INPUT RECORDS
PR #274, opened 2022-09-22
Adjust local config to add hash calculation step

brunocalza:
`local` was failing because the default 0 for `HashCalculationStep` config is not accepted. This PR adds a value to `local/api/config.json` to avoid 0 being the default. 

cc @joewagner


joewagner:
> cc @joewagner

Works great for me

jsign (approved):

WORK ORDER
Check every line of the data, and copy the ones that contain "local".

TASK ANSWER
Adjust local config to add hash calculation step
`local` was failing because the default 0 for `HashCalculationStep` config is not accepted. This PR adds a value to `local/api/config.json` to avoid 0 being the default. 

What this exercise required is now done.